Altijd wanneer hij me ziet lichtten zijn ogen op, zijn mondhoeken krullen omhoog en dan verschijnen zijn hagelwitte tanden. Zijn ontwapende lach straalt je tegemoet. Iets naar achter geleund, scheef op zijn fiets zwaait hij uitbundig. Ontwapenend zou je zeggen, maar neem dat woord maar letterlijk. Dat wat je op tv ziet en ver van je bed lijkt, staat hier voor mijn neus.

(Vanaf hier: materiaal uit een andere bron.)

Issue #1055, opened 2022-12-14
oneOf models are rendered with incorrect member names [RustGenerator]


leigh-johnson:
#### Describe the bug
Given the following schema, member names and serde macros are rendered with the index of the member appended to the model name. 

```yaml
    WebrtcSettingsApplyRequest:
      name: WebrtcSettingsApplyRequest
      type: object
      additionalProperties: false
      properties:
        video_src:
          x-parser-schema-id: VideoSource
          oneOf:
            - $ref: "#/components/schemas/Camera"
            - $ref: "#/components/schemas/PlaybackVideo"
      required:
        - video_src
 ```

The rust code currently rendered:

```rust
// VideoSource represents a union of types: Camera0, PlaybackVideo1
#[derive(Clone, Debug, Deserialize, Eq, Hash, Ord, PartialEq, PartialOrd, Serialize)]
pub enum VideoSource {
    #[serde(rename="Camera0")]
    Camera0(crate::Camera),
    #[serde(rename="PlaybackVideo1")]
    PlaybackVideo1(crate::PlaybackVideo),
}
```

#### Expected behavior

The schema above should render the following model:

```rust
// VideoSource represents a union of types: Camera, PlaybackVideo
#[derive(Clone, Debug, Deserialize, Eq, Hash, Ord, PartialEq, PartialOrd, Serialize)]
pub enum VideoSource {
    #[serde(rename="Camera")]
    Camera(crate::Camera),
    #[serde(rename="PlaybackVideo")]
    PlaybackVideo(crate::PlaybackVideo),
}
```

leigh-johnson:
Dropping some debugging notes. Looks like `ConstrainedUnionModel` is getting an array of `ConstrainedReferenceModel` with the wrong types (`Cat0`, `Dog1`, `StickInsect2`). 

![Screenshot from 2022-12-14 10-45-24](https://user-images.githubusercontent.com/2601819/207686177-ba49e2d7-1e22-4f31-86d7-4bd9781124be.png)

leigh-johnson:
I just noticed `discriminator` isn't being handled correctly either, going to fix that in #1056 as well.

PR #1056, opened 2022-12-14
fix: polymorphic / union models rendered with index in enum member name

leigh-johnson:
**Description**
This fixes up an implementation that has never been handled correctly in the RustGenerator. Figured we should get this right before the v1.0.0 release.

IIRC, I added this before understanding that the MetaModel base classes already handle de-dupling union member models:
```
    // How to constrain Union member names?
    if (model instanceof UnionModel) {
      model.union = model.union.map((v, idx) => {
        v.name += idx;
        return v;
      });
    }
```

**Related issue(s)**
Closes: https://github.com/asyncapi/modelina/issues/1055


src/generators/rust/renderers/UnionRenderer.ts
```diff
@@ -46,7 +47,21 @@ export const RUST_DEFAULT_UNION_PRESET: UnionPresetType<RustOptions> = {
   },
 
   structMacro({ model, renderer }) {
-    return renderer.renderMacro(model);
+    const blocks = [renderer.renderMacro(model)];
+    if (model.originalInput.discriminator !== undefined) {
+      // when discriminator is provided, polymorphic type is internally-tagged: 
+      // https://serde.rs/enum-representations.html#internally-tagged
+      const discriminatorBlock = `#[serde(tag = "${model.originalInput.discriminator}")]`;
+      blocks.push(discriminatorBlock);
```
jonaslagoni, line 55: Eventually, we should probably look at how a discriminator keyword can live within the metamodel itself, instead of relying on originalInput.

jonaslagoni (approved):
LGTM 👍

src/generators/rust/renderers/UnionRenderer.ts
leigh-johnson: SGTM. I'll stay tuned for that! 👀

PR #1057, opened 2022-12-14
fix: csharp simplification for newtonsoft serialization

### LINKED ISSUE #1052: Feature: For Newtonsoft.Json preset use EnumMember and StringEnumConverter to serialize and deserialize enum values [CSharpGenerator]
#### Reason/Context
- It will allow removing many autogenerated classes: Converters, static maps from enum values to strings
- It follows a common declarative approach to defining DTO classes in C#
- Less code -- more error-prone and flexible for future change

#### Description
Simple implementation:
- https://dotnetfiddle.net/365DN6

zaytsevand:
**Description**
- ⚠️ This is a breaking change:
   - enum fields in models can no longer be converted to dynamic (object) values. If an enum has mixed value types, it's no longer supported: values are always strings
   - Serializer and Deserializer classes are removed. If anyone previously used them directly, the code would fail to compile.
- Switching to declarative serialization & deserialization of enums
- Custom `*Serializer` and `*Deserializer` classes are removed from the generated code because they aren't required anymore
- Classes to map enum values to enum members are removed from the generated code
- All for the cause of reducing complexity: image

**Related issue(s)**

Resolves #1052

### DIFF
--- a/examples/csharp-generate-newtonsoft-serializer/__snapshots__/index.spec.ts.snap
+++ b/examples/csharp-generate-newtonsoft-serializer/__snapshots__/index.spec.ts.snap
@@ -1,9 +1,8 @@
 // Jest Snapshot v1, https://goo.gl/fbAQLP
 
-exports[`Should be able to generate a model with functions to serialize the data model into JSON  and should log expected output to console 1`] = `
+exports[`Should be able to generate a model  and should log expected output to console 1`] = `
 Array [
-  "[JsonConverter(typeof(RootConverter))]
-public class Root
+  "public class Root
 {
   private string email;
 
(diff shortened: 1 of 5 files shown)


zaytsevand:
It's possible to support numeric values for enums by assigning them directly to members, like:
```csharp
public enum Example
{
    FirstValue = 1,
    SecondValue = 12
}
```
This approach would work with both `Newtonsoft` and `System.Text` serializers. But it would fail to support mixed types of values for members, and values other than integers. So it would solve only a part of a problem.

jonaslagoni (commented):
Lets discuss further in https://github.com/asyncapi/modelina/issues/1052 🙂

jonaslagoni:
Closing as [issue got closed](https://github.com/asyncapi/modelina/issues/1052), feel free to reopen 🙂

Issue #1066, opened 2022-12-20
Javax Constraints annotations should be added at the field level


artur-ciocanu:
#### Describe the bug
Currently Java constraints preset is applied at the "getter" level. 

#### How to Reproduce
Java constraints annotations are applied at the "getter" hence the validation rules won't be applied during object instantiations.

#### Expected behavior
The Java constraints annotations should be applied at the field level to ensure that data is properly validated before object is instantiated.

PR #1067, opened 2022-12-20
fix: add Java contraints annotations at the field level

artur-ciocanu:
**Description**
Javax annotations should be applied at the field level to ensure that all the validation rules are properly invoked. Currently these are applied at the "getter" level.

**Related issue(s)**
Resolves https://github.com/asyncapi/modelina/issues/1066


artur-ciocanu:
@jonaslagoni could you please take a look when you have a chance. Thank you.

jonaslagoni (commented):
Just had to look it up as I couldn't remember which was the right way, but yea this is 100% correct 👍 

What is the reason for renaming the presets files? 🤔

artur-ciocanu:
> Just had to look it up as I couldn't remember which was the right way, but yea this is 100% correct 👍
> 
> What is the reason for renaming the presets files? 🤔

I just wanted to have those reflect the name of the preset constants. If you think it should be reverted let me know and I'll revert.

jonaslagoni:
@artur-ciocanu since most presets do not have the language as part of their name, I think it makes the most sense to keep it as is 🙂 But feel free to start a discussion in an issue 👍

artur-ciocanu:
> @artur-ciocanu since most presets do not have the language as part of their name, I think it makes the most sense to keep it as is 🙂 But feel free to start a discussion in an issue 👍

@jonaslagoni I have reverted the renaming, I haven't checked other languages, but it makes sense to be consistent. Thank you.

PR #674, opened 2022-03-08
feat: release next

jonaslagoni:
**Description**

This PR is for making sure next stay up to date with master.

PR #1071, opened 2022-12-29
feat: adding interpreter options override

artur-ciocanu:
**Description**
This is an enhancement that would allow anyone to override default interpreter behavior. Some of use cases are overriding default behavior of `additionalProperties`, `additionalItems` that would allow anyone to customize how these schema properties are handled. For example by default these properties are treated as `true`, however we might want to treat them as `false` during code gen.

A typical example using interpreter options would look like this:
```
const generator = new JavaGenerator({
  processorOptions: {
    interpreter: {
      allOf: (schema, model, interpreter, interpreterOptions) => {
        // some custom logic for interpreting "allOf"
      }
    }
  }
});
```

**Related issue(s)**
https://github.com/asyncapi/modelina/issues/916

### DIFF
--- a/docs/advanced.md
+++ b/docs/advanced.md
@@ -15,6 +15,7 @@ This document contains many of the advanced use-cases that you may stumble upon 
 - [Change the generated indentation type and size](#change-the-generated-indentation-type-and-size)
 - [Change the type mapping](#change-the-type-mapping)
 - [Changing the constrain rules](#changing-the-constrain-rules)
+- [Changing the interpreter options](#changing-the-interpreter-options)
 
 <!-- tocstop -->
 
@@ -98,3 +99,11 @@ There can be multiple reasons why you want to change the default constrain rules
 Check out this [example out for a live demonstration](../examples/overwrite-default-constraint/) for how to overwrite the default constraints.
 
 Check out this [example out for a live demonstration](../examples/overwrite-naming-formatting/) for how to overwrite the naming formatting for models.
+
+## Changing the interpreter options
+
+Sometimes it is desirable to change the default behavior of the `Interpreter`. While most of the default behavior of the `Interpreter` is fine, there are areas that would be nice to customize. Some of these are:
+- `additionalProperties` - according to JSON schema spec, by default, `additionalProperties` is set to `true`
+- `additionalItems` - according to JSON schema spec, by default, `additionalItems` is set to `true`
+
+Check out this [example out for a live demonstration](../examples/overwrite-interpreter-options/) for how to overwrite the interpreter options.
--- a/docs/advanced.md
+++ b/docs/advanced.md
@@ -106,4 +106,4 @@ Sometimes it is desirable to change the default behavior of the `Interpreter`. W
 - `additionalProperties` - according to JSON schema spec, by default, `additionalProperties` is set to `true`
 - `additionalItems` - according to JSON schema spec, by default, `additionalItems` is set to `true`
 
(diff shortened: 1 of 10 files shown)


artur-ciocanu:
@jonaslagoni this one is back 😄 . Could you please take a look. Thank you.

jonaslagoni (changes requested):
@artur-ciocanu nice!

We do need some extra changes though, cause without them, the users won't the feature is there! So we need to make the documentation reflect the use-case and then provide an example where you show how it can be done 🙂

200Puls:
This is really super useful. 
We were debating on creating something similar for our usecase (turning additionalProperties to false)

artur-ciocanu:
> @artur-ciocanu nice!
> 
> We do need some extra changes though, cause without them, the users won't the feature is there! So we need to make the documentation reflect the use-case and then provide an example where you show how it can be done 🙂

@jonaslagoni I am still new to this, so could you please let me know where should I add the examples and the docs?

jonaslagoni:
@artur-ciocanu you can find out how to create new examples here: https://github.com/asyncapi/modelina/blob/next/docs/contributing.md#adding-examples

For the docs it's slightly trickier, I think we need a section here: https://github.com/asyncapi/modelina/blob/next/docs/advanced.md

It should explain the use-case of when you would want to use this feature of overwriting the interpreters as well as a link to the example you created 🙂

artur-ciocanu:
@jonaslagoni I have added an example and a new section to docs. Let me know if it is looking good.

jonaslagoni (commented):
Something I have been wondering, cant recall if we already discussed this, but if it's really only about turning interpretation on or off for `additionalProperties` and `additionalItems`, we could just add the options `ignoreAdditionalProperties` and `ignoreAdditionalItems` instead of allowing changing the entire interpretation callbacks. 

It would be both easier for the end-user and easier to implement.

But if the use-case is really to allow custom interpretations, that can't be solved by simple boolean options, then I am all aboard this feature. Just need to be for the right reasons 😄

jonaslagoni:
> Also should I rebase from `master`?

I actually cant recall what needs to change once we merge #674, so lets see 🙂

artur-ciocanu:
> Something I have been wondering, cant recall if we already discussed this, but if it's really only about turning interpretation on or off for `additionalProperties` and `additionalItems`, we could just add the options `ignoreAdditionalProperties` and `ignoreAdditionalItems` instead of allowing changing the entire interpretation callbacks.
> 
> It would be both easier for the end-user and easier to implement.
> 
> But if the use-case is really to allow custom interpretations, that can't be solved by simple boolean options, then I am all aboard this feature. Just need to be for the right reasons 😄

@jonaslagoni now that you mentioned it, I do think that in some cases we might want to have the full power of interpreter options overwrite. However I would go with simple booleans for addtionalProperties and additionaltems for now and later we can add other options in the form of function overrides.

jonaslagoni:
Sounds good @artur-ciocanu  👍 Also feel free to re-target the PR to the `master` branch 🙂  I don't think you will encounter any problems, but lets see.

artur-ciocanu:
Closing this one in favor of https://github.com/asyncapi/modelina/pull/1094.

artur-ciocanu:
> This is really super useful. We were debating on creating something similar for our usecase (turning additionalProperties to false)

@200Puls I have opened another https://github.com/asyncapi/modelina/pull/1094, please take a look. I have to close this one since `next` branch has been merged to `master`.

PR #838, opened 2022-08-03
chore: added prettier config

akshatnema:
**Description**

Added `.prettierrrc` file to add the Prettier configuration along with ESlint configuration for typescript.

**Related issue(s)**
Resolves #646

PR #1084, opened 2023-01-19
fix: java generator could generate illegal package names

### LINKED ISSUE #1075: Java Generator can generate invalid package names
#### Preamble
Java packages are the main means of source file organising in Java.
A Java package is built as a sort of folder structure, each sub-packages' name is added to the name of the package it resides it, delimited by a dot.
For example, the standard lib util package is located in: `java.util`, so if you wanted to use a HashMap, you'd import it by `import java.util.HashMap;`, since inside the HashMaps' source file, you find it's package declaration as `package java.util;`

The single packages, or sub-packages, can't be any of Java's reserved keywords.
For example, `package test.package`, `package test.class` and `package enum` would all be illegal, since `package`, `class` and `enum` are reserved.

#### Bug

The Java Generator guards against this by checking package names for the list of said reserved keywords.

However it only checks whether the package names **exactly match** one of those keywords, so it is still possible to generate invalid package names by combining them with valid root or sub packages.
So, when generating Java Code, the package name `class` would cause an Exception, but `test.class` wouldn't, which is wrong, since `class` is a keyword.

Funnily enough, the test case `should render models and their dependencies` in `JavaGenerator.spec.ts` generates an invalid package name itself, by testing whether model `Address` depending on model `OtherModel` has the dependency `import test.package.OtherModel`.

### How to Reproduce
To reproduce, describe any schema with an object, which has got another object as a property.
Use `generator.generateCompleteModels` with the config `{packageName: 'test.package'}` and look at the resulting models.

```ts
const generator = new JavaGenerator();
const jsonSchemaDraft7 = {
  $id: 'Address',
  type: 'object',
  properties: {
    other_model: { type: 'object', $id: 'OtherModel', properties: {street_name: { type: 'string' }} },
  }
};

const config = {packageName: 'test.package'};
  const models = await generator.generateCompleteModels(jsonSchemaDraft7, config);
  for (const model of models) {
    console.log(model.result);
  }
}
if (require.main === module) {
  generate();
}
```

Resulting models are:
```java
package test.package;
import test.package.OtherModel;
import java.util.Map;

public class Address {
  private OtherModel otherModel;
      
    // omitted for brevity
  }
}

package test.package;
  
import java.util.Map;
public class OtherModel {
    // omitted for brevity
}
```
With illegal sub-package `package`.

### Expected behavior
The Java Generator should throw an exception if **any of the packages and sub-packages** are a reserved keyword.
The bug itself can be found here
https://github.com/asyncapi/modelina/blob/9494ac1863dd4e8229f710c5afdaf07844146c0e/src/generators/java/JavaGenerator.ts#L62-L64

LouisXhaferi:
I adapted the JavaGenerator so that it throws an exception if *any* of the package names components is a reserved keyword.

Fixes #1075 

P.S.:
Since IntelliJ and the linter complained, I inlined some of the untyped arrays in the KotlinGenerator test.

### DIFF
--- a/src/generators/java/JavaGenerator.ts
+++ b/src/generators/java/JavaGenerator.ts
@@ -1,5 +1,5 @@
-import { 
-  AbstractGenerator, 
+import {
+  AbstractGenerator,
   CommonGeneratorOptions,
   defaultGeneratorOptions
 } from '../AbstractGenerator';
@@ -10,9 +10,9 @@ import { ClassRenderer } from './renderers/ClassRenderer';
 import { EnumRenderer } from './renderers/EnumRenderer';
 import { isReservedJavaKeyword } from './Constants';
 import { Logger } from '../../';
-import { constrainMetaModel, Constraints } from '../../helpers/ConstrainHelpers';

Zijn jonge kinderjaren werden bruut verstoord door de burgeroorlog in zijn moederland. Hij werd door de rebellen ontvoerd. Weg van zijn vader en moeder, weg van zijn jeugd. Hij groeide op in ondragelijke hitte, tussen gruwelijk geweld, weinig eten en drugs. De rebellen maakten de kinderen afhankelijk door ze drugsverslaafd te maken. Dagelijkse mishandelingen zijn onderdeel van hun ‘opleiding’. Kinderen met een geweer. Zie je het voor je? Verdoofd door drugs, uitgehongerd, leefden ze in een doffe schijnwereld. Waar wapens en moord dagelijkse kost was. Hele dorpen werden uitgemoord door de eens onschuldige kinderen. Ze groeiden uit tot helse moordmachines die voor niemand zwichtten. Mannen, vrouwen, kinderen en ouderen niemand kreeg genade. Moordmachines opgejaagd door de agressie die de ontwenningsverschijnselen veroorzaakten. Scherpe pijnscheuten flitsen door hun hoofd, flarden van beelden met mensen liggend in plassen bloed, snakkend naar hun laatste adem. De geur van rottende lijken en dode leeftijdsgenoten die met hun ogen open de dood in staren. Maar ze moeten door! De honger die zich manifesteert met heftige maagkrampen en onmetelijke dorst wordt pas gelest als ze het ‘verdienen’. Kilometers leggen ze schietend af, met een genadeslag wordt het laatste dorp in brand gestoken. De kinderen vieren hun overwinning, al dansend en drinkend. Hun’ honger’ naar drugs wordt gestild door hun rebellenleiders, de kinderen hebben het verdiend. Het verschaft ze toegang tot een verdoofde geest. Wie niet voldoet, wordt gedood. Hecht je niet, want voor je het weet krijg je de opdracht een kameraad dood te schieten. Het bestaan van een kind soldaat gaat letterlijk over leven en dood.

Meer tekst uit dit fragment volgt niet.